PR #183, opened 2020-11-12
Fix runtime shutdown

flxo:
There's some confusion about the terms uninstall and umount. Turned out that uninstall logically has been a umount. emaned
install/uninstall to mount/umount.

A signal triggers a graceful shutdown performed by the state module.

####################

- Description of the task -
What is needed is a word-for-word copy of all the entries.

- Answer for this exercise -
PR #183, opened 2020-11-12
Fix runtime shutdown

flxo:
There's some confusion about the terms uninstall and umount. Turned out that uninstall logically has been a umount. emaned
install/uninstall to mount/umount.

A signal triggers a graceful shutdown performed by the state module.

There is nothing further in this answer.